Understanding the Problem
To find the total number of oxygen atoms in a solution containing sucrose ($C_{12}H_{22}O_{11}$) and water ($H_2O$), we must calculate the oxygen contribution from both the solute (sucrose) and the solvent (water).
Step 1: Calculate Molar Masses
First, we identify the atomic masses: $C = 12$, $H = 1$, $O = 16$ (in g/mol).
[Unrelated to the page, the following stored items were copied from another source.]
PR #408, opened 2015-07-31
Adding a fix to @allow_modules so that it doesn't cause weirdness with os.environ

### LINKED ISSUE #405: sandbox.allow_modules causes death
TL;DR: `djangae.sandbox.allow_modules` screws with `os.environ`, so does the App Engine SDK, together these 2 monkey patches silently conflict with each other and cause things (usually transactions) to blow up.

For the full fairy tale, read on...

In `djangae.sanbox.allow_modules` we copy `os.environ`, mess with some stuff, and then do `os.environ = environ` (putting back our copy of the original).

Meanwhile in a land far far away, in the App Engine SDK, in `google/appengine/runtime/request_environment.py` there is a function called `PatchOsEnviron` which does this:

```
os_module.environ = RequestLocalEnviron(current_request)
```

i.e. it monkey patches `os.environ` so that it is separate for each request, even in a multi-threaded environment.

Then one day, having lived peacefully in separate lands, these 2 piece of code clashed in a violent battle.  Deep in the caves of `google.appengine.api.datastore` an innocent function called `__InitConnection` did this:

```
_ENV_KEY = '__DATASTORE_CONNECTION_INITIALIZED__'

def __InitConnection():
  """Internal method to make sure the connection state has been initialized."""
  if os.getenv(_ENV_KEY) and hasattr(_thread_local, 'connection_stack'):
    return
  _thread_local.connection_stack = [datastore_rpc.Connection(adapter=_adapter)]

  os.environ[_ENV_KEY] = '1'
```

this `__InitConnection` function gets used by `_SetConnection` which gets used by `RunInTransactionOptions` which gets used by `RunInTransaction`.  Which means that if you use `RunInTransaction` and then you use `djangae.sandbox.allow_modules` and then you use `RunInTransaction` again, you will get this:

```
File "google_appengine/google/appengine/api/datastore.py", line 420, in _PopConnection
    assert len(_thread_local.connection_stack) >= 2
AssertionError
```

adamalton:
Closes #405.

### DIFF
--- a/djangae/sandbox.py
+++ b/djangae/sandbox.py
@@ -384,7 +384,7 @@ def allow_modules(func, *args):
             mod.__dict__.update(_system.__dict__)
 
         # We have to maintain the environment, or bad things happen
-        os.environ = environ
+        os.environ = environ # This gets monkey patched by GAE
 
         try:
             return func(*args, **kwargs)
@@ -395,5 +395,7 @@ def allow_modules(func, *args):
             for mod in patch_modules:
                 _system = reload(mod)
                 mod.__dict__.update(_system.__dict__)
+            # Put the original os back, again
+            os.environ = environ
 
     return _wrapped


olasitarska:
Impressive investigation work @adamalton! :sparkles:

PR #413, opened 2015-08-03
Added RegexIndexer and IRegexIndexer

olasitarska:
:tada:


Kazade:
Amazing! Nice work!

adamalton:
```
class RegexIndexer(Indexer):

    def validate_can_be_indexed(self, value, negated):
        if negated:
            return False

        return isinstance(value, bool)
```

shouldn't that be `if negated and isinstance(value, (list, set))`?  Or am I misunderstanding it?  I thought that we could do negated regexes, just not for list/set fields?

PR #765, opened 2016-09-26
Make calls to get serving url non transactional

adamalton:
Fixes one of the side effects of #763, which is that calling `get_serving_url` causes a Datastore read, and therefore if you access `my_model_instance.image_field.url` inside a transaction it adds an entity group to that transaction.

- In both the `CloudStorage` and `BlobstoreStorage`, wrap calls to `get_serving_url` in `transaction.non_atomic`.

PR checklist:
- [X] Updated CHANGELOG.md 
- [X] Added tests for my change


asendecka:
Looks good to me!

adamalton:
Thanks Ola!

PR #777, opened 2016-11-14
Handle LargeImageError in BlobstoreStorage.url()

asendecka:
url() method was not handling big files (>32MB) and broke when the `get_serving_url` was throwing `LargeImageError`

- catch `LargeImageError` in try clause when we attempt `get_serving_url` 

PR checklist:
- [x] Updated CHANGELOG.md 


adamalton:
I've created #779 as a follow on from this.  I'm going to merge this as it's a definite improvement on the current situation.

PR #782, opened 2016-11-17
Update user email address in gauth middleware if it gets changed

### LINKED ISSUE #781: Auth backend doesn't update user emails if they change their primary Google account email
1. User logs into app with their google account which has a primary email of bob@cat.com
2. Auth backend creates a `User` object
3. User changes their primary address on their google account to bob@gmail.com and logs into app again
4. User logs in successfully but `User.email` is still bob@cat.com

It looks like this behaviour may have changed in #722 where the logic to update emails in the auth middleware was removed in favour of it happening in the backend. However this doesn't seem to be happening.

An existing user will never get past the below short circuit.
```
        try:
            # User exists and we can bail immediately. With one caveat.
            user = User.objects.get(username=user_id)
            # Ensure that the user has got both the `email` and `email_lower` fields populated
            if not user.email_lower:
                # The user existed before the introduction of the `email_lower` field. Update it.
                user.email = email
                # The save will also update the email_lower field
                user.save(update_fields=['email', 'email_lower'])
            return user
        except User.DoesNotExist:
            pass
```

nealedj:
Fixes #781 .

- Fixed auth middleware to update user email address if it gets changed

PR checklist:
- [x] Updated CHANGELOG.md 

### DIFF
--- a/CHANGELOG.md
+++ b/CHANGELOG.md
@@ -18,6 +18,7 @@
 - Fixed a side effect of that ^ introduction of `get_serving_url` which would add an entity group to any transaction in which it was called (due to the Datastore read done by `get_serving_url`).
 - Fixed fetching url for non images after introduction of `get_serving_url` call inside CloudStorage url method.
 - Fixed fetching url for files after introduction of `get_serving_url` call inside BlobstoreStorage url method when file is bigger than 32MB.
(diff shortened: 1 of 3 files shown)


adamalton:
Woo!  🌈

Issue #791, opened 2016-12-05
Simulated ContentTypes & Django admin LogEntry


philoozushi:
Using current Djangae scaffold, and Djangae v0.9.7+ :
In Django admin "Recent Actions" box, all logs display "Unknown content" for the content-type.

I don't get how exactly the simulated ContentTypes work, but in Django shell, I can see a correct `content_type_id` for LogEntries, matching an existing `ContentType`, however the ForeignKey `content_type` field raises an error.

```
>>> entry = LogEntry.objects.last()
>>> entry.content_type_id
-5352591944405510358L
>>> ContentType.objects.get(id=-5352591944405510358L)
<ContentType: MyModel>
>>> entry.content_type
Traceback (most recent call last):
  File "<console>", line 1, in <module>
  File "...sitepackages/django/db/models/fields/related_descriptors.py", line 169, in __get__
    rel_obj = qs.get()
  File "...sitepackages/django/db/models/query.py", line 387, in get
    self.model._meta.object_name
DoesNotExist: ContentType matching query does not exist.
```

adamalton:
This is the bit that looks suspicious:

```pythong
>>> entry.content_type_id
-5352591944405510358L
```

I think this is probably the same underlying issue as this: https://groups.google.com/forum/?utm_medium=email&utm_source=footer#!msg/djangae-users/HHiJCqGxeAc/aOP6qDXdAwAJ

It seems that we're getting negative content type IDs, which is clearly wrong.  The obvious culprit is this line: https://github.com/potatolondon/djangae/blob/427a4f34a9a58b9a7dabd899fe1c5564c0969f6b/djangae/contrib/contenttypes/models.py#L38

adamalton:
If you could write a test that produces the issue then that would be incredibly useful in helping to get it fixed.

philoozushi:
Sure, I though it was suspicious too.
I added a test to check if ContentType ids are positive.

PR #792, opened 2016-12-05
SimulatedContentTypeManager._get_id test cf. #791

philoozushi:
Adding test for #791.

### DIFF
--- a/djangae/contrib/contenttypes/tests.py
+++ b/djangae/contrib/contenttypes/tests.py
@@ -41,6 +41,13 @@ class SimulatedContentTypesTests(TestCase):
         self.assertEqual(by_id.model, DummyModel._meta.model_name)
         self.assertEqual(by_id.app_label, DummyModel._meta.app_label)
 
+    def test_ids_are_positive(self):
+        # actually testing SimulatedContentTypeManager._get_id provide correct ids
+        # cf. https://github.com/potatolondon/djangae/issues/791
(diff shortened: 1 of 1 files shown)


adamalton:
Thanks.  I'm going to leave @Kazade to look at this, or to at least explain the CRC stuff to me and why it's shifted down by `2**63`.

philoozushi:
For information, with my project, this repo test app, or Djangae scaffold app, I always have these kind of ids :
```python
>>> for ct in ContentType.objects.all(): print ct.id, ct.app_label, ct.model
... 
-6311814338746989887 contenttypes contenttype
8785559794874550405 djangae group
7361026521869113233 cspreports cspreport
-3767371066152500551 auth permission
5765535199569929304 auth group
4645563115640020792 djangae countershard
-3961434392430070340 admin logentry
4840040022415803340 sessions session
7403309253764677893 djangae gaedatastoreuser
```
If it helps...

adamalton:
Thanks.

So we had a conversation about this, and the negative IDs are actually deliberate.  The Datastore only allows you to store signed integers, and so we have to use the full range (from minus 2**63 to plus 2**63) in order to accommodate all possible values.

The problem then comes when you try to save one of these to a field that expects them to be positive.

How we "fix" it without making a backwards incompatible change that affects existing projects we're not quite sure.  Thinking in progress...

- Molar Mass of Sucrose ($C_{12}H_{22}O_{11}$): $(12 \times 12) + (22 \times 1) + (11 \times 16) = 144 + 22 + 176 = 342 \text{ g/mol}$
- Molar Mass of Water ($H_2O$): $(2 \times 1) + 16 = 18 \text{ g/mol}$
Step 2: Calculate Moles of Each Component
- Moles of Sucrose: $n_{\text{sucrose}} = \frac{\text{mass}}{\text{molar mass}} = \frac{34.2 \text{ g}}{342 \text{ g/mol}} = 0.1 \text{ mol}$
- Moles of Water: $n_{\text{water}} = \frac{180 \text{ g}}{18 \text{ g/mol}} = 10 \text{ mol}$
Step 3: Count Oxygen Atoms
Now, we determine how many moles of oxygen atoms come from each molecule type:
Oxygen from Sucrose: Each sucrose molecule has 11 oxygen atoms. $n_{O(\text{sucrose})} = 0.1 \text{ mol} \times 11 = 1.1 \text{ mol of O atoms}$
Oxygen from Water: Each water molecule has 1 oxygen atom. $n_{O(\text{water})} = 10 \text{ mol} \times 1 = 10 \text{ mol of O atoms}$
Total moles of Oxygen atoms: $n_{O(\text{total})} = 1.1 + 10 = 11.1 \text{ mol}$
Step 4: Convert to Number of Atoms
Using Avogadro's number ($N_A = 6.022 \times 10^{23} \text{ atoms/mol}$):
$\text{Total Oxygen atoms} = 11.1 \times 6.022 \times 10^{23}$ $\text{Total Oxygen atoms} \approx 6.684 \times 10^{24} \text{ atoms}$
Summary
By breaking down the mixture into its individual components and identifying the stoichiometric ratio of oxygen in each, we find that the solution contains approximately $6.684 \times 10^{24}$ oxygen atoms.